**TO DO:** Transcribe the data. Leave out nothing.

**RECORDS SUPPLIED:**

________________________________________

PR #672, opened 2017-06-06
Skip tests affected by Pulp issue 2798

Ichimonji10:
Pulp issue 2798 describes how background and on demand downloads are
broken. See: https://pulp.plan.io/issues/2798


Ichimonji10:

* F24, F25 and RHEL 7.

Ichimonji10:
I'm going to go ahead and merge this. Doing so will fix a significant number of test failures. If I've messed up, then we're just back where we started - no harm done.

________________________________________

**EXERCISE RESPONSE:**
PR #672, opened 2017-06-06
Skip tests affected by Pulp issue 2798

Ichimonji10:
Pulp issue 2798 describes how background and on demand downloads are
broken. See: https://pulp.plan.io/issues/2798


Ichimonji10:

* F24, F25 and RHEL 7.

Ichimonji10:
I'm going to go ahead and merge this. Doing so will fix a significant number of test failures. If I've messed up, then we're just back where we started - no harm done.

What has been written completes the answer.